• [Aim of the exercise]
This exercise asks for every record to be output again exactly.

• [Records for processing]
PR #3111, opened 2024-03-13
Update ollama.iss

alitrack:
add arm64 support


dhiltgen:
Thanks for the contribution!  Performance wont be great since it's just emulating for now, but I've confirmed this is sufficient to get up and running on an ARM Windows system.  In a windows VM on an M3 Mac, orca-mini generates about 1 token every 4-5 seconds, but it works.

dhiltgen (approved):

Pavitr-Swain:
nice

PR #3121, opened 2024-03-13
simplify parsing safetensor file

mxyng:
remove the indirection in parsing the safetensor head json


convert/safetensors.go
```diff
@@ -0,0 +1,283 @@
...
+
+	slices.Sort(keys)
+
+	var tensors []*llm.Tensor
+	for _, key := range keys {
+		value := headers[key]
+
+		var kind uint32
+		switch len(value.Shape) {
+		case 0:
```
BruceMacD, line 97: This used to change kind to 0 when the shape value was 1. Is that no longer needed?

• [Exercise output]
PR #3111, opened 2024-03-13
Update ollama.iss

alitrack:
add arm64 support


dhiltgen:
Thanks for the contribution!  Performance wont be great since it's just emulating for now, but I've confirmed this is sufficient to get up and running on an ARM Windows system.  In a windows VM on an M3 Mac, orca-mini generates about 1 token every 4-5 seconds, but it works.

dhiltgen (approved):

Pavitr-Swain:
nice

PR #3121, opened 2024-03-13
simplify parsing safetensor file

mxyng:
remove the indirection in parsing the safetensor head json


convert/safetensors.go
```diff
@@ -0,0 +1,283 @@
...
+
+	slices.Sort(keys)
+
+	var tensors []*llm.Tensor
+	for _, key := range keys {
+		value := headers[key]
+
+		var kind uint32
+		switch len(value.Shape) {
+		case 0:
```
BruceMacD, line 97: This used to change kind to 0 when the shape value was 1. Is that no longer needed?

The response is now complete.